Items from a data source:
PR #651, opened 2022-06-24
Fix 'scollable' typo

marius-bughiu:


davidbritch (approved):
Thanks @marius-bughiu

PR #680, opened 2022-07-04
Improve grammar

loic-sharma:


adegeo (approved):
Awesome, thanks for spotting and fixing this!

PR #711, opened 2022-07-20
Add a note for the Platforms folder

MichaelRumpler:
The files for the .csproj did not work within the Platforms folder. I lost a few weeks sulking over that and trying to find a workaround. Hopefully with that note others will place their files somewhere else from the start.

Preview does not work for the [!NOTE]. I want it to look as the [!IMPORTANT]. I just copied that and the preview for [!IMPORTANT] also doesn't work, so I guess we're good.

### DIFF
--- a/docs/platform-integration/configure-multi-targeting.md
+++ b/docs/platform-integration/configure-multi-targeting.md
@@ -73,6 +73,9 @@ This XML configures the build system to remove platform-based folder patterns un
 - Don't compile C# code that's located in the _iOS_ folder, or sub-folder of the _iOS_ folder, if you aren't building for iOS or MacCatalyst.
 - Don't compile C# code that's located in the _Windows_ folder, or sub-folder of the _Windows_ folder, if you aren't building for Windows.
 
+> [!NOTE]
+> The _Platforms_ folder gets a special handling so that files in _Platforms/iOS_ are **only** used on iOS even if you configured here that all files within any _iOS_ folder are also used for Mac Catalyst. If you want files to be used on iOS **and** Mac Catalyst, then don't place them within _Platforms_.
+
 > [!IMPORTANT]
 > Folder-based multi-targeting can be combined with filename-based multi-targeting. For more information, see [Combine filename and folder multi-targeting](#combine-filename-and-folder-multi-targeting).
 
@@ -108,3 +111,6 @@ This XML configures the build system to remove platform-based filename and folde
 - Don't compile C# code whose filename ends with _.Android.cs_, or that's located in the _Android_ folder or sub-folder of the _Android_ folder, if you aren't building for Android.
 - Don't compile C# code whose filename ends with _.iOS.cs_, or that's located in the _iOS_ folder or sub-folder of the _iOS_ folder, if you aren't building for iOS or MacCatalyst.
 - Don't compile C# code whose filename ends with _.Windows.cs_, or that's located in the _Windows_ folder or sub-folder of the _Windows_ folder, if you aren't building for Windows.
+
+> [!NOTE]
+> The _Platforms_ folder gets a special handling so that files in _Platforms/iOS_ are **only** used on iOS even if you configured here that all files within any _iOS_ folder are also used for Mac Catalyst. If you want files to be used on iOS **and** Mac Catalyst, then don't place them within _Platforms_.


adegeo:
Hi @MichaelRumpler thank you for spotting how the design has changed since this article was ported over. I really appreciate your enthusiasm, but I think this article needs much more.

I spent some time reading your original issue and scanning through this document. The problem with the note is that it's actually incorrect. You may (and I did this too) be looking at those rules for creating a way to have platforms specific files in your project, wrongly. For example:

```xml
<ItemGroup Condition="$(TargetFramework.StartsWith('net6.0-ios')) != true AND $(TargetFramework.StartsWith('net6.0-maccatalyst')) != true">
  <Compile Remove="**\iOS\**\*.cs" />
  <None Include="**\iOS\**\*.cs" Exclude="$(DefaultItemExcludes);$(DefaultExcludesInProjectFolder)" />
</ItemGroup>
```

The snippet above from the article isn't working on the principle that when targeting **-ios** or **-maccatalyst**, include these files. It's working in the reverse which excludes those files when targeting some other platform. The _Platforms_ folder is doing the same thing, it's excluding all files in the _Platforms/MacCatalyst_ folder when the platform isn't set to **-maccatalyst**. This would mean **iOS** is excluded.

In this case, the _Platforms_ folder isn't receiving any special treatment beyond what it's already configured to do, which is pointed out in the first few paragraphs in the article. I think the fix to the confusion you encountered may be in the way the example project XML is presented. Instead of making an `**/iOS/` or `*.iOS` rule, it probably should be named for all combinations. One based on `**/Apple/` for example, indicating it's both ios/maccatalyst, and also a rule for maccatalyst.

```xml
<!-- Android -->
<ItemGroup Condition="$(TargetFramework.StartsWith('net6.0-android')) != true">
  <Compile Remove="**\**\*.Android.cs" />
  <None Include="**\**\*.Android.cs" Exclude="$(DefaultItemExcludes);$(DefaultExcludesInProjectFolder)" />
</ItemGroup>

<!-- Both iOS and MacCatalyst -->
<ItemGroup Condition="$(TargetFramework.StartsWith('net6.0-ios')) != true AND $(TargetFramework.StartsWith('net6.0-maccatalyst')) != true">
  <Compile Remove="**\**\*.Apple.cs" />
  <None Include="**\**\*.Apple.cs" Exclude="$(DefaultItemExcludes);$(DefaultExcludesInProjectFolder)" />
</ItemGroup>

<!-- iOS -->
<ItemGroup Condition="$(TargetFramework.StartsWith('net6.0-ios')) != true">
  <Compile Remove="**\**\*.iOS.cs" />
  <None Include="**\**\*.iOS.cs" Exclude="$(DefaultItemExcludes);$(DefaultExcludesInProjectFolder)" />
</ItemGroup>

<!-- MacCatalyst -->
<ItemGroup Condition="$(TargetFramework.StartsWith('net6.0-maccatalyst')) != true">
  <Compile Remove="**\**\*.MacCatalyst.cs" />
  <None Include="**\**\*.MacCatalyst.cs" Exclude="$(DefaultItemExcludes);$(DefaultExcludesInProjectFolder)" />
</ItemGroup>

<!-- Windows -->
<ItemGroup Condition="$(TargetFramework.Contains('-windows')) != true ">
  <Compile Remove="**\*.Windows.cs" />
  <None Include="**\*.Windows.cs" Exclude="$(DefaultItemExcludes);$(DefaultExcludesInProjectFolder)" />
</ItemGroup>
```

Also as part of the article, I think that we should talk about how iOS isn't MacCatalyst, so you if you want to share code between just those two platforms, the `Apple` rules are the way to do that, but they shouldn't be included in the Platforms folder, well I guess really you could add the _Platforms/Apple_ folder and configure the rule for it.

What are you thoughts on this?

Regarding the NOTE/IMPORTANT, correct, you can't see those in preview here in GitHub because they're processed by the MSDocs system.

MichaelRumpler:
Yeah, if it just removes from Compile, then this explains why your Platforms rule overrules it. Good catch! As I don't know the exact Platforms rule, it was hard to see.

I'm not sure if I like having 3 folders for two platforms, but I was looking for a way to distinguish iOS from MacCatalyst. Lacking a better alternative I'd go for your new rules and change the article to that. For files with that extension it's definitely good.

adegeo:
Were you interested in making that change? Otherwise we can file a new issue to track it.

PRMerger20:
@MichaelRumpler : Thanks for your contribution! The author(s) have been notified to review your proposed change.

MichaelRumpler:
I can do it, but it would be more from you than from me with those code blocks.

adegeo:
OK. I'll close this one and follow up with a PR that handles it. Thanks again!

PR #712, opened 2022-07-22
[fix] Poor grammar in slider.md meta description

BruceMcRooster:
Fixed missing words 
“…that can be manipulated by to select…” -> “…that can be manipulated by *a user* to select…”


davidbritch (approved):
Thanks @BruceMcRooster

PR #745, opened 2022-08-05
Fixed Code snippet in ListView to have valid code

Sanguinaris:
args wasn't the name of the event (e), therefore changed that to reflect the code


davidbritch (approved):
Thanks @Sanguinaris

WHAT TO PRODUCE →
Find and copy every line in the entries above where the string "have" occurs.

REPLY →
I spent some time reading your original issue and scanning through this document. The problem with the note is that it's actually incorrect. You may (and I did this too) be looking at those rules for creating a way to have platforms specific files in your project, wrongly. For example:
@MichaelRumpler : Thanks for your contribution! The author(s) have been notified to review your proposed change.
Fixed Code snippet in ListView to have valid code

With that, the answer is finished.